24.1 Any waiver by Kingston Estate Wines under this Agreement must be in writing and signed by Kingston Estate Wines. No failure, delay or the like by Kingston Estate Wines shall affect its legal rights under this Agreement.
25.1 If any provision of this Agreement is held invalid, unenforceable or illegal for any reason, the Agreement remains otherwise in full force apart from such provision which will be deemed deleted.
26.1 The Customer acknowledges there have been no representations or conduct giving rise to any understanding other than have been expressly recorded in writing. The Customer agrees that it is not reasonable for it to (and it will not) rely on any representation or conduct that is not acknowledged in writing.
26.2 If requested by Kingston Estate Wines, the Customer shall give all reasonable assistance in locating and recovering any defective Products and preventing their sale to third parties, and in particular, shall comply with any product recall procedures adopted by Kingston Estate Wines and shall use all reasonable endeavours to ensure that its customers co-operate in a similar manner.
26.3 The Customer must not assign any of its rights or obligations under this Agreement to any third party without Kingston Estate Wines’ prior written consent (which consent cannot be reasonably withheld). Kingston Estate Wines may assign its rights and obligations under this Agreement solely by issuing written notice to the Customer.
26.4 The rights and obligations of the parties will not merge on completion of any transaction under these terms and conditions.

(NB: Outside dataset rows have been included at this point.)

PR #3609, opened 2020-11-06
Update to Java15

dizzzz:
Upgrade to curent OpenJDK version (15) in Travis

### DIFF
--- a/.travis.yml
+++ b/.travis.yml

26.5 Any notices to be served under this Agreement shall be given in writing and delivered personally or sent by email, courier, registered post or facsimile to the addressee at its registered office, email address or facsimile number for the time being (as set out in the Schedule) or as subsequently notified by the addressee to the other in writing in accordance with this clause 26.5. Notices given in accordance with this clause 26.5 shall be treated as served: when delivered, if delivered personally; seven days after posting, if sent by pre-paid registered post; when sent to the specified email address, if sent by email; or at the time of transmission if sent by facsimile, provided that in the case of email or facsimile, there is (for facsimile) a transmission report or other record of electronic confirmation indicating successful transmission of the entire notice, or (for email) no automated response from an email server received by the sender indicating that transmission was unsuccessful.
27. Governing Law
27.1 This Agreement is subject to the laws of South Australia, Australia, and the parties submit to the exclusive jurisdiction of the Courts of that place and any Courts which have jurisdiction to hear appeals from any of those Courts. The parties agree that United Nations Convention on the International Sale of Goods is excluded from this Agreement in its entirety.